The hamlet is named after a pub, which in turn was named after the British queen Adelaide of Saxe-Meiningen. The hamlet did not exist until the 19th century, when the railways reached Ely and the pub was built.

The B1382 road is Queen Adelaide's main street. South of the hamlet is a junction of three railways: the Fen, Breckland and Ely to Peterborough railway lines. Each of the three lines crosses the hamlet's main street with a separate level crossing. West of the hamlet there is also a loop line, the Adelaide Loop, that the B1382 crosses on a bridge.

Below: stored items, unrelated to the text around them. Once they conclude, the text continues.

PR #5098, opened 2022-11-10
Add remaining user-methods for bindgen

JacobOscarGunnarsson:
Standalone PR which complements #4808 and #4805 now that support for Bson is provided through the bindgen.

implements the following methods:

- `User.customData()`
- `User.refreshCustomData()`
- `User.profile()`
- `EmailPasswordAuthClient.callResetPassWordFunction()`

### DIFF
--- a/packages/realm/src/app-services/User.ts
+++ b/packages/realm/src/app-services/User.ts
@@ -184,7 +184,11 @@ export class User<
    * If this value has not been configured, it will be empty.
    */
   get customData(): CustomDataType {
-    throw new Error("Not yet implemented");
+    const result = this.internal.customData;
+    if (result === undefined) {
+      return {} as CustomDataType;
+    }
+    return result as CustomDataType;
   }
 
   /**
--- a/packages/realm/src/app-services/User.ts
+++ b/packages/realm/src/app-services/User.ts
@@ -195,7 +195,7 @@ export class User<
    * A profile containing additional information about the user.
    */
   get profile(): UserProfileDataType {
-    throw new Error("Not yet implemented");
+    return this.internal.userProfile as UserProfileDataType;
   }
 
   /**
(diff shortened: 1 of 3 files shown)


packages/realm/src/app-services/User.ts
```diff
@@ -70,6 +70,9 @@ export class User<
   /** @internal */
   public internal: binding.SyncUser;
 
+  // cached version of profile
+  private _profile: UserProfileDataType | undefined;
```
JacobOscarGunnarsson, line 74: we talked about not using underscore for private fields but I'm not sure how we actually want it so putting it out there like this for now

packages/realm/src/app-services/User.ts
```diff
@@ -163,14 +167,21 @@ export class User<
    * If this value has not been configured, it will be empty.
    */
   get customData(): CustomDataType {
-    throw new Error("Not yet implemented");
+    const result = this.internal.customData;
```
JacobOscarGunnarsson, line 170: maybe it would be worth having a cached type for this as well?

kraenhansen: It gets updated when the access token gets refreshed, so I think it's better to leave it un-memoized for now.
Also, it's not too expensive compared to how little it'll get called and end-users can always work around by caching it on the calling side if they experience performance issues.

packages/realm/src/app-services/User.ts
takameyer: I would name it `cachedProfile` and remove the `_`.

packages/realm/src/app-services/User.ts
```diff
@@ -163,14 +167,21 @@ export class User<
...
+    }
+    return result as CustomDataType;
   }
 
   /**
    * A profile containing additional information about the user.
    */
   get profile(): UserProfileDataType {
-    throw new Error("Not yet implemented");
+    if (!this._profile) {
```
takameyer, line 181: Does this cached `_profile` get invalidated somehow?

takameyer (approved):
Just a few comments, but nothing holding this back.

PR #5100, opened 2022-11-11
Fix SessionTests.testNonAcceptedPartitionValueTypes

### LINKED ISSUE #5064: Validate partition values in config validation
The SessionTests.testNonAcceptedPartitionValueTypes are failing, indicating that invalid partition values can be sent to the server.

JacobOscarGunnarsson:
Added validation for the `PartitionValue` provided when opening a `Realm`
This closes #5064

### DIFF
--- a/packages/realm/src/app-services/SyncConfiguration.ts
+++ b/packages/realm/src/app-services/SyncConfiguration.ts
@@ -103,6 +103,7 @@ export function toBindingSyncConfig(config: SyncConfiguration): binding.SyncConf
   }
   const { user, onError, _sessionStopPolicy } = config;
   assert.instanceOf(user, User, "user");
+  validatePartitionValue(config.partitionValue);
   const partitionValue = EJSON.stringify(config.partitionValue as EJSON.SerializableTypes);
   return {
     user: config.user.internal,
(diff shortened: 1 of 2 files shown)


packages/realm/src/app-services/SyncConfiguration.ts
```diff
@@ -113,3 +114,26 @@ export function toBindingSyncConfig(config: SyncConfiguration): binding.SyncConf
       : binding.SyncSessionStopPolicy.AfterChangesUploaded,
   };
 }
+
+/** @internal */
+function validatePartitionValue(partitionValue: unknown) {
+  if (partitionValue === undefined) {
+    throw new Error(partitionValue + " is not an allowed PartitionValue");
+  }
+  if (typeof partitionValue == "number") {
```
takameyer, line 123:
```suggestion
  if (typeof partitionValue === "number") {
```
In general, I think `===` should be used instead of `==`, unless you have a reason to do so. `==` has so many edge cases, that it's possible to get some false positives if you don't know what it's doing.
In this case, it doesn't make much of a difference, as `typeof` will always return a string and `"number"` is also always going to be a string.  
For more on the matter: https://developer.mozilla.org/en-US/docs/Web/JavaScript/Equality_comparisons_and_sameness

packages/realm/src/app-services/SyncConfiguration.ts
```diff
@@ -113,3 +114,26 @@ export function toBindingSyncConfig(config: SyncConfiguration): binding.SyncConf
       : binding.SyncSessionStopPolicy.AfterChangesUploaded,
   };
 }
+
+/** @internal */
+function validatePartitionValue(partitionValue: unknown) {
+  if (partitionValue === undefined) {
```
takameyer, line 120: We are missing a few other invalid cases here.  I would try and mirror what was written before in c++ (https://github.com/realm/realm-js/blob/master/src/js_sync.hpp#L77-L104)
For instance, currently the types `boolean`, `Date`, `Object`, `Array`, etc would all pass this validation.  In this case, I would verify that the value is typeof `string`, `number`, `objectId` or `null`.  If it isn't one of those, then throw.

takameyer (changes requested):

packages/realm/src/app-services/SyncConfiguration.ts
JacobOscarGunnarsson: hehe I think it was mostly my muscle memory that went for the `==`, I've also heard rumours about `==` being iffy in JS so I'll change it!

tests/js/session-tests.js
```diff
@@ -1046,6 +1046,9 @@ module.exports = {
 
   async testNonAcceptedPartitionValueTypes() {
     const testPartitionValues = [
+      true,
```
JacobOscarGunnarsson, line 1049: this addition may not be necessary but I see no harm in adding them as well

takameyer (approved):
Looks good!

PR #5102, opened 2022-11-11
consume the provided ThreadSafeReference in Realm.open async callback

RedBeard0531:
I confirmed that this solves the hanging issue that we were seeing in `testAddConnectionNotification` when combined with https://github.com/realm/realm-js/commit/abf636b52a833671456c336a31d3190e8aefdf1d. I'm making a PR since we had previously discussed that you didn't want to consume the TSR here. Since this matches the [existing SDK behavior](https://github.com/realm/realm-js/blob/8a63052553554e1634fbb7fa04f26f32709b472f/src/js_realm.hpp#L1228), and it ended up not being too gross, I think it is worth reconsidering. Let me know if you are happy with this direction.

There is also an issue where a forgotten `realm.close()` in one of our [legacy tests](https://github.com/realm/realm-js/blob/f2d7e1862f087c42a55a263348a88a1c3ef6da3e/tests/js/set-sync-tests.js#L63-L70) now crashes with the following error. Adding the `realm.close()` fixes this. I need to look into whether this is a real problem that could affect users or just an artifact of our testing with `clearTestState()` and `_sessionStopPolicy: "immediately"`.

```
terminate called after throwing an instance of 'realm::MultipleSyncAgents'
  what():  Multiple sync agents attempted to join the same session
```

### DIFF
--- a/packages/bindgen/spec.yml
+++ b/packages/bindgen/spec.yml
@@ -559,6 +559,7 @@ classes:
       base64_decode: '(input: StringData) -> BinaryData'
       make_logger_factory: '(log: (level: LoggerLevel, message: const std::string&) off_thread) -> LoggerFactory'
       simulate_sync_error: '(session: SyncSession&, code: int, message: StringData, type: StringData, is_fatal: bool)'
+      consume_thread_safe_reference_to_shared_realm: '(tsr: ThreadSafeReference) -> SharedRealm'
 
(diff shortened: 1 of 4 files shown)


kraenhansen:
@RedBeard0531 I suppose this could be closed? It looks to me as if this got merged in some other way.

The River Great Ouse is just to the east, and the section flowing north from the Queen Adelaide Bridge to the Sandhill Bridge at Littleport is known as the Adelaide straight, completed in 1829; it has been used as an emergency alternative to the River Thames for the Boat Race in 1944, and again in 2021, when Hammersmith Bridge in London was closed to river traffic.

Queen Adelaide is in the Church of England parish of Ely Cathedral, which is 2 mi away by road, so in 1883 a chapel of ease was built in the hamlet. It was dedicated to St Etheldreda, who was a 7th-century East Anglian princess and Abbess of Ely. More recently the chapel has been deconsecrated and converted into a private house.

==Sources==
- Atkinson, T.D. (2002). "A History of the County of Cambridge and the Isle of Ely"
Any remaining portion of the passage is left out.